Eli Lilly and its subsidiary Avid Radiopharmaceuticals are expressing disappointment in the July 3 draft decision by the U.S. Centers for Medicare and Medicaid Services (CMS) that stopped short of fully endorsing PET beta-amyloid imaging for dementia or neurodegenerative disease.
The agency ruled there is "insufficient" evidence to conclude that PET beta-amyloid imaging improves health outcomes for patients with dementia or neurodegenerative disease. However, the agency did agree to cover one PET beta-amyloid scan per patient under certain circumstances.

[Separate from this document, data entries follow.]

PR #2451, opened 2025-03-31
feat(components): Popover composability

jdeichert:
## Motivations

As part of our composability initiative, we're working on making more components flexible by offering their internal building blocks as subcomponents. This allows consumers to build their own version with more control over design and behaviour.

This PR updates `Popover` with a few new subcomponents: `Popover.Provider`, `Popover.Arrow` and `Popover.DismissButton`.

Check out the new "Composed" [story here](https://job-101345-composable-popove.atlantis.pages.dev/storybook/?path=/story/components-overlays-popover-web--composed) to see what the new API is capable of.

Big thanks to @scotttjob for getting the majority of this in place a few months ago! ([branch](https://github.com/GetJobber/atlantis/compare/master...scott_t/menu-popper-provider-1))

### Added

- A helper component `AtlantisPortalContent` to ensure theming is correctly applied to portalled content. This is internal-only for now while we dogfood it.

### Changed

- Exposed internal building blocks as `Popover` subcomponents
- Updated docs, stories, tests

### Fixed

- Popover's now respect the current theme if it was overridden via `dangerouslyOverrideTheme={theme}`

## Testing

* Check out the new "Composed" [story here](https://job-101345-composable-popove.atlantis.pages.dev/storybook/?path=/story/components-overlays-popover-web--composed)
* Review the updated "Implement" tab docs for Popover [here](https://job-101345-composable-popove.atlantis.pages.dev/components/Popover)

### DIFF
--- a/docs/guides/customizing-components.stories.mdx
+++ b/docs/guides/customizing-components.stories.mdx
@@ -28,25 +28,20 @@ concerns and any issues that may arise in future versions.
 
 ## Compound components
 
-Some components expose their foundational building blocks. This usually
-includes subcomponents and hooks for providing styles, state, and
-additional logic.
+Some components expose their foundational building blocks. This usually includes
+subcomponents and hooks for providing styles, state, and additional logic.
 
-These components provide greater flexibility, giving you much more control
-over their appearance and behaviour.
+These components provide greater flexibility, giving you much more control over
+their appearance and behaviour.
 
 ### Example: [Button](../components/Button)
 
-The `Button` component offers a very simple API allowing you to specify a
-label, icon, and icon position. However, because it doesn't accept children,
-it's very inflexible.
+The `Button` component offers a very simple API allowing you to specify a label,
+icon, and icon position. However, because it doesn't accept children, it's very
+inflexible.
 
 ```tsx
-<Button
-  label="Home"
-  icon="home"
-  iconOnRight
-/>
+<Button label="Home" icon="home" iconOnRight />
 ```
 
 For greater control, `Button` is also available as a compound component and has
@@ -74,17 +69,16 @@ function Example() {
 
 `Button` also exposes a few hooks that can be used within your own components:
 
-* `useButtonStyles`: Returns a map of css classes that `Button` uses internally.
-Consumers might use this to make something else look like a `Button`.
-* `useButtonContext`: Returns internal context that the `Button` shares with its
-subcomponents. Consumers might use Button's context within a custom child
-component, allowing that child to adapt to the `size` prop for example.
-
+- `useButtonStyles`: Returns a map of css classes that `Button` uses internally.
+  Consumers might use this to make something else look like a `Button`.
+- `useButtonContext`: Returns internal context that the `Button` shares with its
+  subcomponents. Consumers might use Button's context within a custom child
+  component, allowing that child to adapt to the `size` prop for example.
 
 ## Named `customRender____` props
 
-Some of our components use render props following the `customRender____`
-naming convention.
+Some of our components use render props following the `customRender____` naming
+convention.
 
 This allows you to both:
 
--- a/package-lock.json
+++ b/package-lock.json
@@ -8622,20 +8622,6 @@
         "hermes-estree": "0.23.1"
       }
     },
-    "node_modules/@react-native/community-cli-plugin/node_modules/image-size": {
-      "version": "1.1.1",
-      "resolved": "https://registry.npmjs.org/image-size/-/image-size-1.1.1.tgz",
-      "integrity": "sha512-541xKlUw6jr/6gGuk92F+mYM5zaFAc5ahphvkqvNe2bQ6gVBkd6bfrmVJ2t4KDAfikAYZyIqTnktX3i6/aQDrQ==",
-      "dependencies": {
-        "queue": "6.0.2"
-      },
-      "bin": {
-        "image-size": "bin/image-size.js"
-      },
-      "engines": {
-        "node": ">=16.x"
-      }
-    },
     "node_modules/@react-native/community-cli-plugin/node_modules/import-fresh": {
       "version": "2.0.0",
       "resolved": "https://registry.npmjs.org/import-fresh/-/import-fresh-2.0.0.tgz",
@@ -23648,6 +23634,21 @@
       },
       "engines": {
         "node": ">=10"
+      }
+    },
+    "node_modules/image-size": {
+      "version": "1.2.1",
+      "resolved": "https://registry.npmjs.org/image-size/-/image-size-1.2.1.tgz",
+      "integrity": "sha512-rH+46sQJ2dlwfjfhCyNx5thzrv+dtmBIhPHk0zgRUukHzZ/kRueTJXoYYsclBaKcSMBWuGbOFXtioLpzTb5euw==",
+      "license": "MIT",
+      "dependencies": {
+        "queue": "6.0.2"
+      },
+      "bin": {
+        "image-size": "bin/image-size.js"
+      },
+      "engines": {
+        "node": ">=16.x"
       }
     },
     "node_modules/import-fresh": {
@@ -44693,7 +44694,7 @@
     },
     "packages/components": {
       "name": "@jobber/components",
-      "version": "6.28.0",
+      "version": "6.29.0",
       "license": "MIT",
       "dependencies": {
         "@floating-ui/react": "^0.27.5",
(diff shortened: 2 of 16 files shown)


packages/components/src/Popover/Popover.tsx
```diff
@@ -1,146 +1,86 @@
...
-    <div
-      role="dialog"
-      data-elevation={"elevated"}
-      ref={setPopperElement}
-      style={{ ...popperStyles.popper, ...(UNSAFE_style.container ?? {}) }}
-      className={popoverClassNames}
-      {...attributes.popper}
-      data-testid="popover-container"
+  return (
+    <Popover.Provider
```
scotttjob, line 22: Big fan of the final API here. Just the base pieces, nothing more. Great example for others moving forward.

packages/components/src/Popover/Popover.tsx
```diff
@@ -1,146 +1,86 @@
...
+    <div
+      ref={setArrowElement}
+      className={classes}
+      style={{ ...popperStyles.arrow, ...UNSAFE_style?.arrow }}
+      data-testid="popover-arrow"
+    />
+  );
+};
+
+Popover.DismissButton = function PopoverDismissButton(
```
scotttjob, line 63: Big fan of how basic these are. There really isn't much to them, which is how they should be! :)

packages/components/src/Popover/types.ts
```diff
@@ -0,0 +1,124 @@
+import { CSSProperties, PropsWithChildren } from "react";
+import { XOR } from "ts-xor";
+import { ButtonDismissProps } from "../ButtonDismiss";
+
+export interface PopoverProps {
```
scotttjob, line 5: I really like locating all component types in this 'types.ts' file as a pattern moving forward. It forces us to export our types, which we should be doing when possible anyway.

packages/components/src/Popover/usePopover.tsx
```diff
@@ -0,0 +1,53 @@
...
+      modifiers: buildModifiers(arrowElement),
+      placement: preferredPlacement,
+    },
+  );
+  useRefocusOnActivator(open);
+
+  return { setPopperElement, setArrowElement, popperStyles, attributes };
+};
+
+function buildModifiers(arrowElement: HTMLElement | undefined | null) {
```
scotttjob, line 27: Totally a follow-up, but I wonder if this could live as a useMemo instead of a function call. Uses 'arrowElement' to trigger the render.

packages/components/src/Popover/Popover.tsx
```diff
@@ -1,146 +1,86 @@
...
-// eslint-disable-next-line @typescript-eslint/no-explicit-any
-function isHTMLElement(el: any): el is Element {
-  return globalThis?.document && el instanceof Element;
-}
+  return (
+    <div
+      ref={setArrowElement}
+      className={classes}
+      style={{ ...popperStyles.arrow, ...UNSAFE_style?.arrow }}
+      data-testid="popover-arrow"
```
ZakaryH, line 58: I know it's not from this PR but we should try to use `ATL-` for our testids to avoid collision with fairly common names, and also hint at the fact that a test might be dipping its toes into testing Atlantis behavior if it's targeting these containers rather than the expected content

https://jobber.atlassian.net/wiki/spaces/teamuxf/pages/2476933462/How+should+we+declare+test+ID+s+in+Atlantis+components

I do see a couple instances in product where we've already targeted this value, so it might be more effort than we'd like to do right now on that topic. don't need to address it now.

packages/components/src/AtlantisPortalContent/types.ts
```diff
@@ -0,0 +1,4 @@
+export interface AtlantisPortalContentProps {
+  /** The content that will be rendered inside a portal. */
```
MichaelParadis, line 2: Minor comment on the types files.

It seems like we have been doing `<componentName>.types.ts` for our types files in components. I think this is preferable because it makes searching & finding the types easier. It also keeps it consistent with other types files

packages/components/src/Popover/types.ts
```diff
@@ -0,0 +1,124 @@
+import { CSSProperties, PropsWithChildren } from "react";
```
MichaelParadis, line 1: See https://github.com/GetJobber/atlantis/pull/2451/files#r2025090611
But I do love the use of types files

packages/components/src/AtlantisPortalContent/AtlantisPortalContent.tsx
```diff
@@ -0,0 +1,18 @@
...
+  children,
+}: AtlantisPortalContentProps) {
+  const { theme } = useAtlantisTheme();
+
+  return (
+    <AtlantisThemeContextProvider dangerouslyOverrideTheme={theme}>
+      {children}
+    </AtlantisThemeContextProvider>
+  );
+}
```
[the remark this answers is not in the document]
MichaelParadis: Not for this PR, however I think we should have documentation somewhere for our internal components so that future Atlantis maintainers can know how to use them without having to dig into examples.

This one is simple enough that I would say it is fine without it but it is something to consider in the future if we do make more internal components like this (unlikely from what I see at the moment)

packages/components/src/AtlantisPortalContent/types.ts
MichaelParadis: My bad, I must have missed that when reviewing it in the Card PR

packages/components/src/Popover/Popover.types.ts
```diff
@@ -0,0 +1,124 @@
...
+
+  /**
+   * **Use at your own risk:** Custom style for specific elements. This should only be used as a
+   * **last resort**. Using this may result in unexpected side effects.
+   * More information in the [Customizing components Guide](https://atlantis.getjobber.com/guides/customizing-components).
+   */
+  readonly UNSAFE_style?: {
+    dismissButtonContainer?: CSSProperties;
+  };
+} & XOR<PopoverDismissButtonWithChildren, PopoverDismissButtonWithoutChildren>;
```
MichaelParadis, line 104: I am really starting to like `XOR` in combination with being more explicit in the `XOR`'d types. Especially with a commit like this https://github.com/GetJobber/atlantis/pull/2451/commits/cc1e8168e506d84af8bb9f77830f2be5d7bc6458. Instead of children just not being there it is quite clear

MichaelParadis: @jdeichert actually, I have a minor comment about this. I personally am not a fan of an interface / type intersected / extended with an `XOR` I find it can be confusing at times (for an extreme example see Button)

I found a possible way to use extends in the base types being `XOR`'d you may find interesting 

<details><summary>Possible rewrite of Popover Dismiss Button types</summary>

interface PopoverDismissButtonPropsStyles {
  /**
   * **Use at your own risk:** Custom class names for specific elements. This should only be used as a
   * **last resort**. Using this may result in unexpected side effects.
   * More information in the [Customizing components Guide](https://atlantis.getjobber.com/guides/customizing-components).
   */
  readonly UNSAFE_className?: {
    dismissButtonContainer?: string;
  };

  /**
   * **Use at your own risk:** Custom style for specific elements. This should only be used as a
   * **last resort**. Using this may result in unexpected side effects.
   * More information in the [Customizing components Guide](https://atlantis.getjobber.com/guides/customizing-components).
   */
  readonly UNSAFE_style?: {
    dismissButtonContainer?: CSSProperties;
  };
}

interface PopoverDismissButtonWithChildren
  extends PopoverDismissButtonPropsStyles {
}

type PopoverDismissButtonWithoutChildren = Partial<ButtonDismissProps> & {
  readonly children?: never;
} & PopoverDismissButtonPropsStyles;

export type PopoverDismissButtonProps = XOR<
  PopoverDismissButtonWithChildren,
  PopoverDismissButtonWithoutChildren
>;
</details> 


<details><summary>Type testing</summary>
// Invalid, both types of props
// eslint-disable-next-line @typescript-eslint/no-unused-vars
const IncompatibleChildren: PopoverDismissButtonProps = {
  ariaLabel: "fdafda",
  children: "Has Children",
};

// Valid no children
// eslint-disable-next-line @typescript-eslint/no-unused-vars
const _test2: PopoverDismissButtonProps = {
  onClick: () => {},
  ariaLabel: "fdafda",
  UNSAFE_className: {
    dismissButtonContainer: "hihi",
  },
};

// Valid
const _test3: PopoverDismissButtonProps = {
  children: "Fdafda",
  UNSAFE_className: {
    dismissButtonContainer: "hihi",
  },
};
</details>

docs/components/Popover/Web.stories.tsx
MichaelParadis, line 1: What are your thoughts on adding an example of a "reverse themed" Popover?

MichaelParadis: Yeah, like on light mode a popover that is dark mode themed

MichaelParadis (approved):
LGTM!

Lilly is marketing the radiopharmaceutical Amyvid (florbetapir F-18) in the U.S. and Europe for PET beta-amyloid scans in adults being assessed for Alzheimer's disease or other causes of cognitive issues.
"CMS appears to be challenging the value of an adjunctive tool that can assist physicians in making a more informed diagnosis for patients with cognitive impairment," said Dr. Daniel Skovronsky, PhD, president and CEO of Avid Radiopharmaceuticals, in a prepared statement.
"Restricting coverage could hinder a timely and accurate diagnosis," which conflicts with the advice of Alzheimer's disease experts and with the Obama administration's National Alzheimer's Project Act, he added.
CMS has initiated a 30-day comment period for interested parties to give feedback regarding the decision.